I am amazed, though not entirely surprised, that these models keep getting smaller while the quality and effectiveness increases. z image turbo is wild, I'm looking forward to trying this one out.
An older thread on this has a lot of comments: https://news.ycombinator.com/item?id=46046916
I haven’t gotten around to adding Klein to my GenAI Showdown site yet, but if it’s anything like Z-Image Turbo, it should perform extremely well.
For reference, Z-Image Turbo scored 4 out of 15 points on GenAI Showdown. I’m aware that doesn’t sound like much, but given that one of the largest models, Flux.2 (32b), only managed to outscore ZiT (a 6b model) by a single point and is significantly heavier-weight, that’s still damn impressive.
Local model comparisons only:
> FLUX.2 [klein] 4B The fastest variant in the Klein family. Built for interactive applications, real-time previews, and latency-critical production use cases.
I wonder what kind of use cases could be "latency-critical production use cases"?
It cannot create an image of a pogo stick.
I was trying to get it to create an image of a tiger jumping on a pogo stick, which is way beyond its capabilities, but it cannot create an image of a pogo stick in isolation.

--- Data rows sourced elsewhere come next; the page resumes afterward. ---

PR #1700, opened 2021-03-03
feat: add order by aggregate COUNT(*) on findMany

Weakky:
Fixes https://github.com/prisma/prisma/issues/5439

### DIFF
--- a/query-engine/connector-test-kit/src/test/scala/queries/orderAndPagination/OrderByAggregationSpec.scala
+++ b/query-engine/connector-test-kit/src/test/scala/queries/orderAndPagination/OrderByAggregationSpec.scala
@@ -8,14 +8,14 @@ class OrderByAggregationSpec extends FlatSpec with Matchers with ApiSpecBase {
   val project = SchemaDsl.fromStringV11() {
     """
       |model User {
-      |  id    Int    @id @default(autoincrement())
+      |  id    Int    @id
       |  name  String
       |  posts Post[]
       |  categories Category[]
       |}
       |
       |model Post {
-      |  id     Int    @id @default(autoincrement())
+      |  id     Int    @id
       |  title  String
       |  user   User   @relation(fields: [userId], references: [id])
       |  userId Int
@@ -23,7 +23,7 @@ class OrderByAggregationSpec extends FlatSpec with Matchers with ApiSpecBase {
       |}
       |
       |model Category {
-      |  id     Int    @id @default(autoincrement())
+      |  id     Int    @id
       |  name   String
       |  posts  Post[]
       |  users  User[]
@@ -54,7 +54,7 @@ class OrderByAggregationSpec extends FlatSpec with Matchers with ApiSpecBase {
     )
 
     result.toString should be(
-      """{"data":{"findManyUser":[{"id":2,"posts":[{"title":"bob_post_1"},{"title":"bob_post_2"}]},{"id":1,"posts":[{"title":"alice_post_1"}]}]}}"""
+      """{"data":{"findManyUser":[{"id":1,"posts":[{"title":"alice_post_1"}]},{"id":2,"posts":[{"title":"bob_post_1"},{"title":"bob_post_2"}]}]}}"""
     )
   }
 
@@ -96,7 +96,7 @@ class OrderByAggregationSpec extends FlatSpec with Matchers with ApiSpecBase {
     )
 
     result.toString should be(
-      """{"data":{"findManyPost":[{"title":"bob_post_1","categories":[{"name":"Finance"}]},{"title":"bob_post_2","categories":[{"name":"History"}]},{"title":"alice_post_1","categories":[{"name":"News"},{"name":"Society"}]}]}}"""
+      """{"data":{"findManyPost":[{"title":"bob_post_1","categories":[{"name":"Finance"}]},{"title":"alice_post_1","categories":[{"name":"News"},{"name":"Society"}]},{"title":"bob_post_2","categories":[{"name":"History"},{"name":"Gaming"},{"name":"Hacking"}]}]}}"""
     )
   }
 
@@ -117,7 +117,7 @@ class OrderByAggregationSpec extends FlatSpec with Matchers with ApiSpecBase {
     )
 
     result.toString should be(
-      """{"data":{"findManyPost":[{"title":"alice_post_1","categories":[{"name":"News"},{"name":"Society"}]},{"title":"bob_post_1","categories":[{"name":"Finance"}]},{"title":"bob_post_2","categories":[{"name":"History"}]}]}}"""
+      """{"data":{"findManyPost":[{"title":"bob_post_2","categories":[{"name":"History"},{"name":"Gaming"},{"name":"Hacking"}]},{"title":"alice_post_1","categories":[{"name":"News"},{"name":"Society"}]},{"title":"bob_post_1","categories":[{"name":"Finance"}]}]}}"""
     )
   }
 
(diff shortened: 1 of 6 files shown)


query-engine/connectors/sql-query-connector/src/ordering.rs
```diff
@@ -54,33 +57,36 @@ pub fn compute_joins(
...
-    for rf in order_by.path.iter() {
-        let (join_alias, join_data) = compute_join(base_model, rf, join_prefix.as_str());
+    if order_by.sort_aggregation.is_some() {
+        let ordering_join = compute_aggr_join(order_by, join_prefix.as_str());
 
-        joins.push(AliasedJoin {
-            data: join_data,
-            alias: join_alias,
-        });
+        joins.push(ordering_join);
```
Weakky, line 67: If there's some `sort_aggregation`, we compute a special join, and there'll only ever be one because we don't support multiple hops

query-engine/core/src/query_graph_builder/extractors/query_arguments.rs
```diff
@@ -99,6 +100,17 @@ fn process_order_object(
...
             let field = model.fields().find_from_all(&field_name)?;
             match field {
+                Field::Relation(rf) if rf.is_list => {
+                    path.push(rf.clone());
+
+                    let object: ParsedInputMap = field_value.try_into()?;
+                    let (sort_aggregation, sort_order) = sort_aggregation_from_order_object(object)?;
+                    let sf: Vec<_> = rf.related_model().primary_identifier().scalar_fields().collect();
+                    // TODO: Return a better error?
+                    let id = sf.first().unwrap();
```
Weakky, line 110: We pick the first index field. Is it possible to have a field without unique/index ? If so, what kind of error should I return here?

query-engine/connectors/sql-query-connector/src/ordering.rs
```diff
@@ -116,11 +122,148 @@ fn compute_join(base_model: &ModelRef, rf: &RelationFieldRef, join_prefix: &str)
...
+    let query = Select::from_table(relation_table).columns(a_ids.as_columns());
+
+    let aggr_expr = match order_by
+        .sort_aggregation
+        .expect("This function should be guaranteed to be passed a sort_aggregation")
+    {
+        SortAggregation::Count => count(order_by.field.as_column()),
+    };
+    // SELECT A.id,
+    // + COUNT(B.<order_by.field>) AS <ORDER_AGGR_FIELD_NAME>
```
Weakky, line 217: We alias the aggregation to prevent ambiguous field name

query-engine/connector-test-kit/src/test/scala/queries/orderAndPagination/OrderByAggregationSpec.scala
```diff
@@ -0,0 +1,345 @@
...
+    result.toString should be(
+      """{"data":{"findManyPost":[{"id":2,"title":"bob_post_1","categories":[{"name":"Finance"}]},{"id":3,"title":"bob_post_2","categories":[{"name":"History"}]}]}}"""
+    )
+  }
+
+  private def createTestData(): Unit = {
+    server.query("""mutation { createOneUser(data: { name: "Alice", posts: { create: { title: "alice_post_1", categories: { create: [{ name: "News" }, { name: "Society" }] }} } }){ id }}""".stripMargin, project, legacy = false)
+    server.query("""mutation { createOneUser(data: { name: "Bob", posts: { create: [{ title: "bob_post_1", categories: { create: [{ name: "Finance" }] } }, { title: "bob_post_2", categories: { create: [{ name: "History" }] } }] } }){ id }}""".stripMargin, project, legacy = false)
+  }
+}
```
dpetrick, line 345: Additional tests could be order by relation single + aggregation (+more).

query-engine/connectors/sql-query-connector/src/ordering.rs
```diff
@@ -54,33 +55,43 @@ pub fn compute_joins(
...
+
+            joins.push(ordering_join);
+        }
     }
 
     // This is the final column identifier to be used for the scalar field to order by.
     // - If it's on the base model with no hops, it's for example `modelTable.field`.
     // - If it is with several hops, it's the alias used for the last join, e.g.
     //   `{join_alias}.field`
+    // - If it's with an order by aggregation, it's the alias used for the join + alias used for the aggregated column. eg:
```
dpetrick, line 80: This is somewhat questionable as you actually want `count(*)` instead of counting on a field.

query-engine/core/src/query_graph_builder/extractors/query_arguments.rs
dpetrick: The primary identifier is potentially a combination of fields where single fields are not unique. The weakness in the approach that you picked is that it's not obvious how you would represent `count(*)` (which is what you're aiming for), instead you're picking random fields. I propose:
- you either come up with an abstraction that allows you to easily use field or *
- ... or you ignore the field for count aggregation queries for now and do a `count(*)` always.

A valid abstraction can be in the `SortAggregation`, where you have `Count { all: bool }`.

query-engine/core/src/query_graph_builder/extractors/query_arguments.rs
```diff
@@ -113,13 +125,29 @@ fn process_order_object(
...
                 }
             }
         }
     }
 }
 
+fn sort_aggregation_from_order_object(object: ParsedInputMap) -> QueryGraphBuilderResult<(SortAggregation, SortOrder)> {
+    let (field_name, field_value) = object.into_iter().next().unwrap();
+    let value: PrismaValue = field_value.try_into()?;
+    let sort_order = match value.into_string().unwrap().to_lowercase().as_str() {
```
dpetrick, line 138: This is now used in multiple places. Extractor for the SortOrder can go into a separate function.

query-engine/core/src/query_graph_builder/extractors/query_arguments.rs
```diff
@@ -113,13 +125,29 @@ fn process_order_object(
...
+        ordering::ASC => SortOrder::Ascending,
+        ordering::DESC => SortOrder::Descending,
+        _ => unreachable!(),
+    };
```
dpetrick, line 142: Style: After blocks always newline.

query-engine/core/src/schema_builder/input_types/objects/order_by_objects.rs
```diff
@@ -45,3 +52,31 @@ pub(crate) fn order_by_object_type(
     input_object.set_fields(fields);
     Arc::downgrade(&input_object)
 }
+
+fn order_by_object_type_aggregate(
+    ctx: &mut BuilderContext,
+    model: &ModelRef,
+    ordering_enum: &Arc<EnumType>,
+) -> InputObjectTypeWeakRef {
+    let ident = Identifier::new(format!("{}OrderByAggregateInput", model.name), PRISMA_NAMESPACE);
```
dpetrick, line 61: Subjective: Not a fan of one-line-one-newline-one-line style :P

dpetrick (changes requested):

query-engine/core/src/schema_builder/input_types/objects/order_by_objects.rs
Weakky: Yeaaah, me neither. It's just that I like to separate var declarations from business logic/mutations, and it happens that on this function, we have: one var dec, one mutation, one var dec, one mutation, ... 😬. I'll move them like:

```
var dec
mutation

var dec
mutation

var dec
mutation

return
```

PR #1710, opened 2021-03-09
Strip debug symbols to reduce engines binary size

Siilwyn:
I couldn't test this because I got problems with a missing OpenSSL library needed for all compiling any of the engines it seems, hoping for a rustls future ;)

Anyways I did test with `strip` locally, also note that the strip functionality is still marked as unstable and thus only available for Nightly. But thought I would open this PR to get the ball rolling.

On Linux this saves about 22MB:

*Before*
```
18M Mar  9 14:33 introspection-engine-rhel-openssl-1.1.x*
21M Mar  9 14:33 migration-engine-rhel-openssl-1.1.x*
7.2M Mar  9 14:33 prisma-fmt-rhel-openssl-1.1.x*
25M Mar  9 14:33 query-engine-rhel-openssl-1.1.x*
```

*After*
```
12M Mar  9 14:34 introspection-engine-rhel-openssl-1.1.x*
15M Mar  9 14:34 migration-engine-rhel-openssl-1.1.x*
3.5M Mar  9 14:34 prisma-fmt-rhel-openssl-1.1.x*
18M Mar  9 14:34 query-engine-rhel-openssl-1.1.x*
```

### DIFF
--- a/Cargo.toml
+++ b/Cargo.toml
@@ -1,3 +1,5 @@
+cargo-features = ["strip"]
+
 [workspace]
 members = [
   "introspection-engine/connectors/introspection-connector",
@@ -31,10 +33,12 @@ members = [
   "libs/user-facing-errors",
 ]
 
+[profile.release]
+strip = 'symbols'
+
 [profile.dev.package.backtrace]
 opt-level = 3
 
 [profile.release.package.introspection-core]
-codegen-units = 1 
+codegen-units = 1
 opt-level = 'z' # Optimize for size.
-#strip="symbols"


pimeys:
Hi @Siilwyn and thank you for the pull request. Stripping is an interesting topic we've researched in Prisma a few times, and it for sure decreases binary size when used. But, this kind of benefits doesn't come without caveats, and in our case we'd lose one extremely important feature: backtraces.

Now when users report errors for us, the backtrace helps to find the issue much faster than not having them enabled. Last time @do4gr evaluated stripping, we made a decision together to not strip due to backtraces being more important for us than having a few megabytes smaller binaries.

We have upcoming changes coming in the form of N-API, that should cut the binary size a bit. Also, we're constantly looking into cargo-bloat to see if we can cut the size more. I'm afraid though stripping is not going to happen.

Siilwyn:
Alright thanks for detailed reply @pimeys! Have a good day.

PR #1711, opened 2021-03-10
 Log contents when drift is detected in migrate dev

tomhoule:
Example issue where this will be useful: prisma/prisma#5987


pimeys (approved):
this is needed.

PR #1712, opened 2021-03-10
Do not generate empty {Create,Drop}Enum steps on MySQL

tomhoule:
This might conceivably lead to unwarranted drift diagnostics in `migrate dev`.


migration-engine/connectors/sql-migration-connector/src/sql_schema_differ/sql_schema_differ_flavour/postgres.rs
```diff
@@ -59,6 +59,26 @@ impl SqlSchemaDifferFlavour for PostgresFlavour {
             .collect()
     }
 
+    /// Return potential `CreateEnum` steps.
+    fn create_enums(&self, differ: &SqlSchemaDiffer<'_>) -> Vec<CreateEnum> {
```
pimeys, line 63: Sigh... would be great to return traits from trait methods....

pimeys (approved):

migration-engine/connectors/sql-migration-connector/src/sql_schema_differ/sql_schema_differ_flavour/postgres.rs
tomhoule: Long term I don't want to return anything from there, we just pass an `&mut something` argument and the flavour pushes there.

do4gr (approved):

PR #1715, opened 2021-03-10
Do not re-introspect custom relation field names for M2M Self-Relations

do4gr:
There is not enough information to ensure we do not switch the relation direction inadvertently.

Also re-introduces SqlSchema serialize and deserialize and switches to using that in get_database_description

Fixes https://github.com/prisma/migrations-team/issues/206


introspection-engine/introspection-engine-tests/tests/re_introspection/mod.rs
```diff
@@ -1674,3 +1674,51 @@ async fn re_introspecting_ignore(api: &TestApi) -> crate::TestResult {
...
 }
+
+#[test_each_connector]
+async fn do_not_try_to_keep_custom_many_to_many_self_relation_names(api: &TestApi) -> crate::TestResult {
+    //we do not have enough information to correctly assign which field should point to column A in the
+    //join table and which one to B
+    //upon table creation this is dependant on lexicographic order of the names of the fields, but we
+    //cannot be sure that users keep the order the same when renaming. worst case would be we accidentally
+    //switch the directions when reintrospecting.
+    //the generated names are also not helpful though, but at least they don't give a false sense of correctness -.-
```
tomhoule, line 1685: It's weird we (or users) didn't bump into this issue earlie.r

introspection-engine/connectors/sql-introspection-connector/src/re_introspection.rs
```diff
@@ -104,23 +104,32 @@ pub fn enrich(old_data_model: &Datamodel, new_data_model: &mut Datamodel, family
...
+
+                        #[allow(clippy::if_same_then_else)]
+                        if relation_info_partial_eq && !is_many_to_many {
+                            changed_relation_field_names.push((mf.clone(), old_field.name.clone()));
+                        } else if relation_info_partial_eq
+                            && old_field.relation_info.name == new_field.relation_info.name
+                            && !(is_self_relation && is_many_to_many)
                         {
-                            let mf = ModelAndField::new(&model.name, &field.name);
                             changed_relation_field_names.push((mf.clone(), old_field.name.clone()));
```
tomhoule, line 133: It looks like the two branches are the same — the logic in the conditions is a bit hard to follow for me as well. Is there a short way of explaining why when the relation names match, we exclude only self-relations?

tomhoule (approved):

introspection-engine/introspection-engine-tests/tests/re_introspection/mod.rs
do4gr: Well, luckily reintrospection was crashing on that case before ;-)

introspection-engine/connectors/sql-introspection-connector/src/re_introspection.rs
do4gr: I rewrote the clause to be (hopefully) more readable and added a comment.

If we think of GenAI models as a compression implementation. Generally, text compresses extremely well. Images and video do not. Yet state-of-the-art text-to-image and text-to-video models are often much smaller (in parameter count) than large language models like Llama-3. Maybe vision models are small because we’re not actually compressing very much of the visual world. The training data covers a narrow, human-biased manifold of common scenes, objects, and styles. The combinatorial space of visual reality remains largely unexplored. I am looking towards what else is out there outside of the human-biased manifold.
I appreciate that they released a smaller version that is actually open source. It creates a lot more opportunities when you do not need a massive budget just to run the software. The speed improvements look pretty significant as well.
2026 will be the year of small/open models
damn, they really counter attack after z-image release huh
good competition breed innovation
Flux2 Klein isn’t some generation leap or anything. It’s good, but let’s be honest, this is an ad.
What will be really interesting to me is the release of Z-image, if that goes the way it’s looking, it’ll be natural language SDXL 2.0, which seems to be what people really want.
Releasing the Turbo/Distilled/Finetune months ago was a genius move really. It hurt Flux and Qwen releases on a possible future implication alone.
If this was intentional, I can’t think of the last time I saw such shrewd marketing.
Neat, I really enjoyed flux 1. Currently use z image turbo for messing around.
I will wait for invoke to add flux2 klein.